2. No one plans to be a second rate doctor, sometimes it just happens.

3. I am not trying to deny that people with succesfully treated ADD can achieve great things, I take issue with those who try to claim that they are going to be great BECAUSE of their ADD. On a thread in the past we learned that there are several SDN posters who think that their diagnosed learning disability somehow conveyed special skills that make them better clinicians.

I don't think my ADD gives me (or anyone else for that matter) "special skills," (this actually made me laugh) I'm just trying to make a point that it's my belief that a person can still go on to be a successful doctor despite having ADD/ADHD.

P.S. I meant no offense by my post. I'm just tired of people who don't have ADD/ADHD trying to tell people who have in fact been diagnosed with this disorder what they are or are not capable of doing...in my opinion that's fairly ridiculous. 🙄
 
I've said it before and I've said it again: people with true ADD are not going to be "maybe better than the rest," they will struggle to be competent.

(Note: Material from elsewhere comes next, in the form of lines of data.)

PR #9401, opened 2020-02-14
[ANK-2020] add Devopsdays Ankara

serhatcan:
New event: Devopsdays Ankara.
I've sent the organizers list to core.


data/events/2020-ankara.yml
```diff
@@ -0,0 +1,98 @@
...
+event_twitter: "devopsdaysank" # Change this to the twitter handle for your event such as devopsdayschi or devopsdaysmsp
+description: "Devopsdays is coming to Ankara!" # Edit this to suit your preferences
+ga_tracking_id: "" # If you have your own Google Analytics tracking ID, enter it here. Example: "UA-74738648-1"
+
+# All dates are in unquoted 2020-MM-DDTHH:MM:SS+TZ:TZ, like this:
+#   variable: 2019-01-04T00:00:00+02:00
+#   variable: 2019-01-05T23:59:59+02:00
+# Note: we allow 2020-MM-DD for backward compatibility, but it can lead to unexpected behaviors (like your event disappearing from the front page during your last day)
+
+startdate:  2020-10-01T00:00:00+03:00
```
MikeRosTX: **startdate** & **enddate** needs to be remove if contract for venue has not been signed/confirmed.

serhatcan: it is certain, we are just talking about final arrangements with two venues and will decide today. so, we can continue.

PR #9405, opened 2020-02-14
Update image docs

mattstratton:
The docs needed updating with the current state of speaker images.


bridgetkromhout:
Checks out.

PR #9409, opened 2020-02-14
[ANK-2020] Removing dates as requested.

MikeRosTX:


MikeRosTX:
@serhatcan this PR is being submitted, because I requested **startdate** & **enddate** be removed in #9401 until venue location is confirmed. But change was not made. 

We do not allow events date to be published if venue is not confirmed. Once venue is confirmed, you can add it along with the date in a new PR.

PR #9428, opened 2020-02-18
[MIAMI-2020] Miami devopsdays - create TBD event.

iberkner:
This is the Miami team's initial PR to create the TBD 2020 Miami event page on the deveopsdays website.  What has been done:

- Miami 2020 event page created
- Organizer information updated
- Logos uploaded
- Twitter account added


bridgetkromhout:
The logo-square needs to be square, and it's a good idea to have as little whitespace around the edges as possible so it looks as big as it can, on the front page. Something like this:
logo-square

PR #9454, opened 2020-02-20
Fix for welcome page when event spans months

### LINKED ISSUE #9453: Date on welcome page doesn't work properly if event spans months
see buffalo 2020 for example

mattstratton:
Fixes #9453


mattstratton:
I tested this with a month-spanning event, a non-month spanning event, and a single day event - all look good.

mattstratton:
I discovered the issue exists in the slack unfurl too; problem is I can't test the fix since the info is cached I think...so we'll have to check it when it gets merged.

The fact that you like variety and don't like to sit in one spot and study for 5 hours does not mean that you have ADD.

The DSM criteria for ADD are listed below, with the parts that would be crippling for a physician in any specialty highlighted. You don't get to make up mental illnesses and then claim that they boost your clinical acumen.

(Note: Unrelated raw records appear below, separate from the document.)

PR #5771, opened 2026-03-16
5734 - Email: Use recipient language

### LINKED ISSUE #5734: Email: Use recipient language
Create a generic i18n method to get i18n instance with user language

SomeI18nUtil.getI18n({ user })

sorja:
image

- Clean up I18n
- Test emails (all pre-translated)
- Add missing recipient / lang

### DIFF
--- a/src/i18n/i18nConfig.ts
+++ b/src/i18n/i18nConfig.ts
@@ -1,4 +1,4 @@
-import i18next, { InitOptions, TFunction } from 'i18next'
+import { InitOptions } from 'i18next'
 
 import { Lang } from 'meta/lang'
 
@@ -49,14 +49,3 @@ export const createParams = (lang: Lang): InitOptions => ({
     },
   },
 })
-
-export const createI18nPromise = (lang: Lang): Promise<{ language: Lang; t: TFunction }> =>
-  new Promise((resolve, reject) => {
-    i18next.createInstance(createParams(lang), (err, t) => {
-      if (err) {
-        reject(err)
-        return
-      }
-      resolve({ language: lang, t })
-    })
-  })
--- a/src/server/controller/cycleData/getBulkDownload/getBulkDownload.ts
+++ b/src/server/controller/cycleData/getBulkDownload/getBulkDownload.ts
@@ -1,18 +1,16 @@
-import { i18n as i18nType } from 'i18next'
-
 import { getCountries } from 'server/controller/cycleData/getBulkDownload/_countries'
 import { getData } from 'server/controller/cycleData/getBulkDownload/_getData'
 import { getCSVContentFile } from 'server/controller/cycleData/getBulkDownload/csvContent/getCSVContentFile'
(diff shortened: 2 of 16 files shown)


src/server/utils/i18n.ts
```diff
@@ -0,0 +1,18 @@
...
+  user?: User
+  lang?: Lang
+}
+
+const get = async ({ lang, user }: Props = {}): Promise<i18nType> => {
+  const instance = i18next.createInstance(createParams(user?.props.lang ?? lang ?? Lang.en))
+  await instance.init()
+  return instance
+}
+
```
sorja: This used to be in i18n factory - but only used by server.

Also cleaned the code.

Old implementation for ease of comparison:

```
export const createI18nPromise = (lang: Lang): Promise<{ language: Lang; t: TFunction }> =>
  new Promise((resolve, reject) => {
    i18next.createInstance(createParams(lang), (err, t) => {
      if (err) {
        reject(err)
        return
      }
      resolve({ language: lang, t })
    })
  })
```

sorja: Also - note how we now correctly return the i18nType instead of { lang, t }

src/server/controller/cycleData/getBulkDownload/getBulkDownload.ts
```diff
@@ -1,20 +1,16 @@
...
 import { CSVContent, PropsBulkDownload } from 'server/controller/cycleData/getBulkDownload/types'
+import { I18n } from 'server/utils'
 
 type Props = Omit<PropsBulkDownload, 'i18n'> & { includeClimaticDomain?: boolean }
 
 export const getBulkDownload = async (props: Props): Promise<Array<CSVContent>> => {
   const { assessment, cycle, includeClimaticDomain } = props
 
-  const i18n = (await createI18nPromise(Lang.en)) as i18nType
+  const i18n = await I18n.get({})
```
sorja: Note that because of the refactor, we don't need to cast it anymore incorrectly

src/i18n/i18nConfig.ts
```diff
@@ -49,14 +49,3 @@ export const createParams = (lang: Lang): InitOptions => ({
     },
   },
 })
```
sorja, line 51: Removed code that was only used by server

src/server/controller/cycleData/getBulkDownload/getBulkDownload.ts
minotogna: Should we call the method getInstance?

src/server/utils/index.ts
```diff
@@ -1,2 +1,3 @@
+export { I18n } from './i18n'
```
minotogna: I wouldn't add this to index . We should avoid barrel files

minotogna:
Also @sorja have you checked if all emails are translated in all languages ?

sorja:
> Also @sorja have you checked if all emails are translated in all languages ?

Yes, I think they got "autotranslated" with Crowdin and merged in previous translation PRs.

minotogna (approved):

-often fails to give close attention to details or makes careless mistakes in schoolwork, work or other activities
-often has difficulty sustaining attention in tasks or play activities
-often does not seem to listen when spoken to directly
-often does not follow through on instructions and fails to finish schoolwork, chores, or duties in the workplace (no if oppositional behavior or doesn’t understand instructions)
-often has difficulty organizing tasks and activities
-often avoids, dislikes, or is reluctant to engage in tasks or activities that require sustained mental effort (such as schoolwork or homework)
-often loses things necessary for tasks or activities (e.g., toys, school assignments, pencils, books, or tools)
-often easily distracted by extraneous stimuli
-often forgetful in daily activities

There are no "good" EM people who are "very ADD." There are good EM people who have a wide variety of interests, like to see a variety of cases, are able to work fast, and like to joke that they have ADD.

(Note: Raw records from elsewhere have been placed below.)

PR #5777, opened 2026-03-17
5758 - Navigation: Data errors - Validations ContextFactory

yaguzmang:
In a similar fashion as `controller/cycleData/updateDependencies/context/context.ts`, we will have `validations/context/context.ts`, which will produce the affected tables and external node updates through a dependant chain, so we can validate through it.

Later I will add `dataContextBuilder.ts`, which will get the actual table data we can use to validate.

### DIFF
--- a/src/server/controller/cycleData/validations/context/baseContextBuilder.ts
+++ b/src/server/controller/cycleData/validations/context/baseContextBuilder.ts
@@ -1,0 +1,9 @@
+import { ContextBuilderProps } from './contextBuilderProps'
+
+export abstract class BaseContextBuilder {
+  protected readonly props: ContextBuilderProps
+
+  protected constructor(props: ContextBuilderProps) {
+    this.props = props
+  }
+}
--- a/src/server/controller/cycleData/validations/context/context.ts
+++ b/src/server/controller/cycleData/validations/context/context.ts
@@ -1,0 +1,66 @@
+import { CountryIso } from 'meta/area/countryIso'
+import { Assessment, RecordAssessments } from 'meta/assessment/assessment'
+import { Cycle } from 'meta/assessment/cycle'
+import { TableName } from 'meta/assessment/table'
+import { NodeUpdates } from 'meta/data/nodeUpdates'
+import { RecordAssessmentData } from 'meta/data/recordData'
+
+type ConstructorProps = {
+  assessment: Assessment
+  assessments: RecordAssessments
+  countryIso: CountryIso
+  cycle: Cycle
+  data: RecordAssessmentData
+  externalNodeUpdates: Array<NodeUpdates>
+  tableNames: Array<TableName>
+}
+
+export class Context {
+  readonly #assessment: Assessment
+  readonly #assessments: RecordAssessments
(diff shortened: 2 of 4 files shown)


src/server/cache/repository/keys.ts
```diff
@@ -17,6 +17,9 @@ enum Assessments {
 
 enum Data {
   data = 'data',
+  validations = 'data:validations',
+  validationsStale = 'data:validationsStale',
+  validationsSummary = 'data:validationsSummary',
```
minotogna: Why storing stale and summary ?
Should stale be computed on the fly ? 
Have you tried it ?

minotogna: Also ,
Should we start by validating first and then storing it ? I would follow then logical flow to avoid adding unknown code

yaguzmang: Okay, I will start then with the code that actually validates and then we can get back to this redis part 👍

minotogna:
@yaguzmang wouldn't be better to generalize and have one context factory only ?

sorja:
> @yaguzmang wouldn't be better to generalize and have one context factory only ?

True - I would align calculations and validations as close as possible, the only difference is the output type

yaguzmang:
> > @yaguzmang wouldn't be better to generalize and have one context factory only ?
> 
> True - I would align calculations and validations as close as possible, the only difference is the output type

@minotogna @sorja I agree they should stay as close as possible structurally, though I wouldn't merge `updateDependencies/context/contextFactory.ts` with this validation factory as it is at the moment. Both factories are fundamentally different, `updateDependencies` not only has a different output type but also has different traversal logic, row-level context, `includeSourceNodes` / ODP-specific behavior, and row fetching responsibilities.  `validations/context/contextFactory.ts` just gets affected tables and external node updates. If we merged them now, we would likely end up with a more generic factory with multiple flags and branches. That would make the flow harder to follow and review.

If by "generalize" we mean a full re-write of `updateDependencies contextFactory.ts`, then yeah I can look into that, redoing it now considering we also want validation context

minotogna (approved):

minotogna:
> > > @yaguzmang wouldn't be better to generalize and have one context factory only ?
> 
> > 
> 
> > True - I would align calculations and validations as close as possible, the only difference is the output type
> 
> 
> 
> @minotogna @sorja I agree they should stay as close as possible structurally, though I wouldn't merge `updateDependencies/context/contextFactory.ts` with this validation factory as it is at the moment. Both factories are fundamentally different, `updateDependencies` not only has a different output type but also has different traversal logic, row-level context, `includeSourceNodes` / ODP-specific behavior, and row fetching responsibilities.  `validations/context/contextFactory.ts` just gets affected tables and external node updates. If we merged them now, we would likely end up with a more generic factory with multiple flags and branches. That would make the flow harder to follow and review.
> 
> 
> 
> If by "generalize" we mean a full re-write of `updateDependencies contextFactory.ts`, then yeah I can look into that, redoing it now considering we also want validation context 
> 
> 

Ok @yaguzmang well look into that later on maybe . Let's move
On 🙂

PR #5779, opened 2026-03-18
5778 - Disassociate user role

### LINKED ISSUE #5778: Disassociate user role
@minotogna 

**Describe the bug**
The roles in FRA 2025 and the latest FRA are interconnected. Updating the contact in the FRA latest will automatically change the corresponding person in FRA 2025, which is not the intended behavior.

**Example**
Indonesia, Bangladesh and Jamaica as mentioned in the email.

sorja:
image

image


minotogna:
@sorja the confirm message better : 
Are you sure you want to disassociate $user-name as $role from .... ?

sorja:
> @sorja the confirm message better : Are you sure you want to disassociate $user-name as $role from .... ?

Sure, sounds good, here's a screenshot:

image

src/client/pages/User/RemoveRole/hooks/useOnClick.ts
```diff
@@ -0,0 +1,39 @@
...
+  return useCallback(async () => {
+    const name = Users.getFullName(targetUser)
+    const country = t(Areas.getTranslationKey(countryIso))
+    const cycleLabel = t('common.cycleLabel', { assessmentName, cycleName })
+    const countryRole = Users.getRole(targetUser, countryIso, cycle)
+    const role = t(Users.getI18nRoleLabelKey(countryRole.role))
+    // eslint-disable-next-line no-alert
+    if (!window.confirm(t('editUser.disassociateRoleConfirm', { name, country, role, cycleLabel }))) return
+    const params = { assessmentName, cycleName, countryIso, userUuid: targetUser.uuid }
+    await axios.delete(ApiEndPoint.User.role(), { params })
```
minotogna, line 39: Do we want to have a confirm message afterwards: 'User $name successfully disassociated from country assessmentName cyclename' 
What do you think ? Or is it useless ?

src/client/pages/User/User.scss
```diff
@@ -0,0 +1,10 @@
+@use 'src/client/style/partials' as *;
+
+.user-form {
+  max-width: 800px;
+  margin: 0 auto;
+
+  .disassociate-role {
```
minotogna: What about putting a Flex around form and Disassociate to avoid this margin top ?
And the div user-form becomes Flex

src/i18n/resources/en/editUser.json
```diff
@@ -11,6 +11,8 @@
   "deactivate": "Deactivate",
   "demoteToUser": "Are you sure you want to remove Admin privileges?",
   "disabled": "Disabled",
+  "disassociateRole": "Disassociate User Role",
+  "disassociateRoleConfirm": "Are you sure you want to disassociate {{name}} as {{role}} from {{country}} {{cycleLabel}}?",
```
minotogna: Let's not forget the translations afterwards @sorja

src/server/controller/user/disassociateRole.ts
```diff
@@ -0,0 +1,40 @@
...
+  return client.tx(async (t) => {
+    const role = Users.getRole(target, countryIso, cycle)
+    await UserRoleRepository.remove({ uuid: role.uuid }, t)
+
+    // @ts-ignore
+    // eslint-disable-next-line @typescript-eslint/no-unused-vars
+    const { _: roles, ...userNoRoles } = user
+
+    const activityLog = {
+      target: { user: userNoRoles, countryIso },
```
minotogna: Should we put the deleted role in the target as well? Otherwise we won't know which role was deleted

src/server/middleware/auth/user/disassociateRole.ts
```diff
@@ -0,0 +1,22 @@
...
+
+import { CountryRequest } from 'meta/api/request/country'
+import { CountryIso } from 'meta/area/countryIso'
+import { Authorizer } from 'meta/auth/authorizer'
+
+import { UserController } from 'server/controller/user'
+import { _next } from 'server/middleware/auth/_next'
+import { Requests } from 'server/utils'
+
+export const requireDisassociateUserRole = async (
```
minotogna: Since we use the disable user authorizer , should we use the middleware as well ? (And we'll remove this one )

src/client/pages/User/RemoveRole/hooks/useOnClick.ts
sorja: I would almost allow undoing this action - replace the button with "Undo"  after the action?

And also we should show the notification

src/server/controller/user/disassociateRole.ts
sorja: True, now we just saved the user and country without knowing which role he had.

src/server/middleware/auth/user/disassociateRole.ts
sorja: There was no such middleware, that's why this was introduced.

I made it specific to disassociate, so we can make it more generic when there is another similar use to this

What do you think? Do you prefer directly a more generic one? How would you call it?

src/client/pages/User/RemoveRole/hooks/useOnClick.ts
minotogna: no no , let's not undo

src/i18n/resources/en/editUser.json
```diff
@@ -11,6 +11,8 @@
   "deactivate": "Deactivate",
   "demoteToUser": "Are you sure you want to remove Admin privileges?",
   "disabled": "Disabled",
+  "disassociateRole": "Disassociate User Role",
```
minotogna: just spoke with AP. he prefers 'Remove User Role'

sorja: Sure, sounds better (and clearer/easier to understand)

I'll update accordingly ( - will also updated methods / code)

src/i18n/resources/en/editUser.json
```diff
@@ -11,6 +11,9 @@
   "deactivate": "Deactivate",
   "demoteToUser": "Are you sure you want to remove Admin privileges?",
   "disabled": "Disabled",
+  "removeRole": "Remove User Role",
+  "removeRoleConfirm": "Are you sure you want to remove {{name}} as {{role}} from {{country}} {{cycleLabel}}?",
+  "removeRoleSuccess": "User {{name}} successfully removed from {{assessmentName}} {{cycleName}}",
```
minotogna: Country is missing . Without country message can be misleading

sorja: Sure, updated both (confirm, toaster) to use same params now:

```
    const i18nParams = { name, country, role, cycleLabel }

```

minotogna (approved):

It's scary that half of these traits applies to me...
 
Everything in life becomes repetitive. You doing things so many time you can do them in your sleep and that's what makes you the expert.
 
I think the ADD traits could definitely make one better at certain types of medicine. And I'm not referring to the "traits" listed above (which everyone struggles with at some point in their lives, before learning how to be organized). I'm thinking about the hunter/farmer hypothesis which says basically that ADD trait individuals are todays hunters - able to hyperfocus. Farmers are the rest, more suited to long term planning and maintenance of the nest. Who would be better at running a code? Managing lifetime health?
 
I think the ADD traits could definitely make one better at certain types of medicine. And I'm not referring to the "traits" listed above (which everyone struggles with at some point in their lives, before learning how to be organized). I'm thinking about the hunter/farmer hypothesis which says basically that ADD trait individuals are todays hunters - able to hyperfocus. Farmers are the rest, more suited to long term planning and maintenance of the nest. Who would be better at running a code? Managing lifetime health?

1. The traits listed above are the definition of ADD. What disease are you talking about? What traits does it have?

2. Explain how "attention deficit" leads to "hyperfocus."
 
I've heard about Hyper-ALERTNESS in a theory about the evolutionary explanation of ADHD.

It basically says that in the cavemen days if two cavemen were working on a task and a predator approached, the more hyper-alert (ADHD) caveman survived because he noticed the predator and the less ADHD caveman died because he was too focused on the task at hand.

this assumes that ADHD runs on a continuum, which seems to be supported by research.